A fine-grained community site visitors evaluation with Millisampler

What the analysis is: 

Millisampler is one among Meta’s newest characterization instruments and permits us to watch, characterize, and debug community efficiency at high-granularity timescales effectively. This light-weight community site visitors characterization device for continuous monitoring operates at tremendous, configurable timescales. It collects time collection of ingress and egress site visitors volumes, variety of lively flows, incoming ECN marks, and ingress and egress retransmissions. Moreover, Millisampler can also be capable of determine in-region site visitors and cross-region site visitors (longer RTT). Millisampler runs on our server fleet accumulating brief, periodic snapshots of this knowledge at 100us, 1ms, and 10ms time granularities, shops it in native disk, and makes it out there for a number of days for on-demand evaluation. For the reason that knowledge is barely aggregated flow-level header info, it doesn’t comprise any personally identifiable info (PII). Even with the minimal quantity of data it collects, Millisampler knowledge has confirmed very helpful in apply,  notably when mixed with present coarser-grained knowledge — we’re capable of see clearly how change buffers or host NICs, for instance, is likely to be unable to deal with the ingress site visitors sample.

 

The way it works: 

Millisampler contains userspace code to schedule runs, retailer knowledge, and serve knowledge, and an eBPF-based tc filter that runs within the kernel to gather fine-timescale knowledge. The person code attaches the tc filter and permits knowledge assortment. A tc filter is among the many first programmable steps on the receipt of a packet and close to the final step on transmission. On ingress, because of this the eBPF code executes on the CPU core that’s processing the delicate irq (backside half) because the packet is directed towards the proudly owning socket. As a result of processing occurs on many CPU cores, to keep away from locks, we use per-CPU variables, which improve the reminiscence requirement to eradicate danger of competition. To attenuate overhead, we pattern periodically and for brief intervals of time. Userspace subsequently configures two parameters in Millisampler: the sampling interval and the variety of samples. We schedule runs with three sampling intervals: 10ms, 1ms, and 100μs, with a set variety of samples to 2,000 for all sampling intervals. Which means that our statement intervals vary from 200ms (100μs sampling price) to 20s (10ms sampling price), permitting us to watch occasions at sub-RTT to cross-region RTT time scales, and, on the identical time, repair the reminiscence footprint of every run to 2,000 64-bit counters per CPU core for every worth we measure.

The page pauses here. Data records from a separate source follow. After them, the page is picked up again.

Issue #24763, opened 2022-06-07
Update GM port to use new gear signal with better granularity


JasonJShuler:
GM gear signal ECMPRDNL.PRNDL doesn't report low "L" or manumatic gears.

L mode (aka single pedal mode) changes the behavior of the gas pedal such that when fully released, the vehicle applies braking.
Manumatic mode is present on some large-frame vehicles allowing the driver to specify a max gear.

These two additional gears change the acceleration (and possibly braking) behavior of the vehicle, but with the current signal it is impossible to tell.

The new signal - ECMPRDNL2.PRNDL2 supplies all of the drive modes, including the selected manumatic gear.

adeebshihadeh:
In the future, no need to create issues if you have a PR ready soon.

adeebshihadeh:
Gonna close this since the PR is open.

PR #24764, opened 2022-06-07
GM: parse low and manumatic gears

JMPZ11:
**Description**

Millisampler collects a wide range of metrics. It computes ingress and egress complete bytes and ingress ECN-marked bytes from the lengths and CE bits of the packets. Millisampler additionally soundsTTLd marked retransmits. Millisampler makes use of a 128-bit sketch to estimate the variety of lively (incoming and outgoing) connections. Utilizing the sketch leads to an approximation of the connection rely that’s exact as much as a dozen connections and saturates at round 500 connections per sampling interval. Though there may be house for added precision, in apply, greater than the precise variety of connections, the qualitative variation between just a few connections to dozens or a whole lot of connections has been useful towards figuring out patterns of site visitors with extra connections (heavy incast) versus extra site visitors with fewer connections.

Why it issues:

Millisampler is a robust device for troubleshooting and efficiency evaluation. Two contrasting community efficiency faults that we solved at Meta in the previous few years relied on our needing a fine-grained view of site visitors. The primary downside featured synchronized site visitors bursts at tremendous time scales, and seeing this motivated us to construct and deploy Millisampler to catch it rapidly if it occurred once more. The second, which an early Millisampler prototype helped root-cause, featured a NIC driver bug that brought about it to cease delivering packets for milliseconds at a time, thereby proving the worth of Millisampler in complicated investigations. Whereas Millisampler (or Millisampler-like knowledge) performed an essential position in these investigations, it was solely as a part of our wealthy ecosystem of information assortment instruments that monitor a dizzying array of metrics throughout hosts and a community.

Past such incidents, Millisampler knowledge has additionally confirmed helpful in characterizing and analyzing site visitors traits of providers, permitting us to design and deploy a variety of options to assist enhance their efficiency. For instance, we’ve got been capable of characterize the character of bursts throughout a variety of providers with a view to perceive the depth of incast and tune transport efficiency accordingly. We’ve got additionally been ready to have a look at complicated interactions between short-RTT and long-RTT flows and perceive how bursts of both have an effect on equity for the opposite. In a following submit, we’ll take a look at an extension of Millisampler — Syncmillisampler — the place we run Millisampler synchronously throughout all hosts in a rack and use that knowledge to determine buffer competition within the top-of-rack ASICs.

Learn the total paper:

Acknowledgements:

Ehab Ghabashneh, Cristian Lumezanu, Raghu Nallamothu, and Rob Sherwood additionally contributed to the design and implementation of Millisampler.